Exercise input section start
PR #425, opened 2026-08-28
Fix LOGIN7 Unicode lengths and map ODBC APP name

David-Engel:
## Description

This change fixes malformed LOGIN7 packets for non-ASCII usernames, passwords, database names, hostnames, application names, and other Unicode login fields across every mssql-tds consumer. LOGIN7 field lengths are now encoded as UTF-16 code units, matching the UTF-16LE payload; field offsets use the protocol's unsigned representation; optional change-password data is included in record sizing; and oversized fields or records return a usage error instead of panicking or emitting invalid metadata.

It also maps the ODBC connection-string keyword `APP` to `ClientContext::application_name`. Previously, `APP` was recognized but sat in `KNOWN_IGNORED_KEYS`, so SQL Server saw the mssql-tds default `TDSX Rust Client` rather than the application-supplied value. Because `APP` was recognized, the parser raised no `01S00` warning either, so nothing surfaced the drop.

`APP` now maps to a `ConnectionParams` slot and is wired onto the `ClientContext` in `apply_connection_params`, matching msodbcsql's `KEY_APP` handling (`sqlcconn.cpp`).

The value is stored verbatim. msodbcsql additionally rejects an `APP` longer than 128 characters (`x_rgLookup[KEY_APP].cLimitSize`), but per-key length caps are an intentional non-goal of this parser (already documented under "Intentional non-goals" in `mssql-odbc/docs/connection_string_parser.md`). Instead, the shared serializer now enforces LOGIN7's `USHORT` field bounds and 128 KiB minus one byte record limit for every caller-controlled login field.

## Related Issues

https://sqlclientdrivers.visualstudio.com/mssql-rs/_workitems/edit/47534

## Testing

- New parser and application tests cover mapping `APP` into `ClientContext::application_name` and reconstructed connection strings.
- Byte-level mssql-tds tests verify emitted LOGIN7 metadata and offset advancement for both astral application names and non-ASCII database names.
- Oversize tests verify that fields beyond `u16::MAX` UTF-16 code units and records beyond 128 KiB minus one byte are rejected as usage errors.
- Record-size coverage verifies optional change-password data and long SSPI tokens, including the short-length sentinel and long-length field.
- `DriverConnectLiveTest.AppKeywordReachesServerAppName` now builds on the suite's configured connection string for SQL authentication, integrated authentication, DSN, and connection-string override modes, then verifies `SELECT APP_NAME()`.
- `cargo nextest run -p mssql-tds --lib -E 'test(/message::login/)'` — 39 passed.
- `cargo clippy -p mssql-tds --lib --all-features --frozen -- -D warnings` — passed.

## Checklist

- [x] `cargo bfmt` passes
- [x] `cargo bclippy` passes
- [x] `cargo btest` passes (remaining local failures are the known environment-dependent `mssql-tds::connectivity` / TLS-mock tests, unrelated to this change)

### DIFF
--- a/CHANGELOG.md
+++ b/CHANGELOG.md
@@ -55,6 +55,11 @@ The format is based on [Keep a Changelog](https://keepachangelog.com/), and this
 
 ### Changed
 
+- `mssql-tds`: LOGIN7 now encodes Unicode field lengths as UTF-16 code units
+  and rejects oversized records instead of producing malformed packets. This
+  fixes login failures with non-ASCII usernames, passwords, database names,
+  hostnames, and application names across all bindings.
+
 - `mssql-tds`: `TdsClient::language()` now returns the language negotiated at
   login (from the server's `ENVCHANGE`) instead of always returning an empty
   string, matching its documentation.
@@ -137,4 +142,3 @@ The format is based on [Keep a Changelog](https://keepachangelog.com/), and this
   rejected as a protocol error. Such a packet is malformed — it neither carries
   payload nor terminates a message — but was previously consumed as a
   zero-length packet. Empty end-of-message packets remain legal.
-
--- a/CHANGELOG.md
+++ b/CHANGELOG.md
@@ -115,6 +115,14 @@ The format is based on [Keep a Changelog](https://keepachangelog.com/), and this
 
 ### Fixed
 
+- `mssql-odbc`: the `APP` connection-string keyword is now sent as the TDS login
+  application name. It was recognized but ignored, so `APP_NAME()` reported the
+  default `TDSX Rust Client` value without warning that `APP` had been dropped.
+
+- `mssql-tds`: LOGIN7 record sizing now includes the optional change-password
+  value, preventing a caller-supplied value from making the declared packet
+  length shorter than the serialized payload.
+
 - `mssql-tds`: idle connection resiliency (transparent session recovery) now
   works end to end. The client-side gate that authorizes a reconnect is now set
   from the server's `FEATUREEXTACK` acknowledgment — previously it was only ever
--- a/mssql-odbc/src/connection/connection_string_parser.rs
+++ b/mssql-odbc/src/connection/connection_string_parser.rs
@@ -48,7 +48,6 @@ const KNOWN_IGNORED_KEYS: &[&str] = &[
     "description",
     "desc",
     "driver",
-    "app",
     "wsid",
     "language",
     "network",
@@ -135,6 +134,7 @@ enum ConnAttrKey {
     Authentication,
     TrustedConnection,
     ServerSpn,
+    App,
     ApplicationIntent,
     MultiSubnetFailover,
     ConnectRetryCount,
@@ -203,6 +203,7 @@ pub(crate) struct ConnectionParams {
     pub(crate) authentication: Option<String>,
     pub(crate) trusted_connection: Option<bool>,
     pub(crate) server_spn: Option<String>,
+    pub(crate) application_name: Option<String>,
     pub(crate) application_intent: Option<String>,
     pub(crate) multi_subnet_failover: Option<bool>,
     pub(crate) connect_retry_count: Option<u32>,
@@ -248,6 +249,9 @@ impl ConnectionParams {
         }
         if let Some(server_spn) = &self.server_spn {
             parts.push(format!("ServerSPN={}", quote_odbc_value(server_spn)));
+        }
+        if let Some(application_name) = &self.application_name {
+            parts.push(format!("APP={}", quote_odbc_value(application_name)));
Exercise input section end
| Exercise aim |
Give only the lines from the one holding "-115,6 +115,14 @@" through the one holding "application name. It", each restated exactly as it appears above.

| Result |
@@ -115,6 +115,14 @@ The format is based on [Keep a Changelog](https://keepachangelog.com/), and this
 
 ### Fixed
 
+- `mssql-odbc`: the `APP` connection-string keyword is now sent as the TDS login
+  application name. It was recognized but ignored, so `APP_NAME()` reported the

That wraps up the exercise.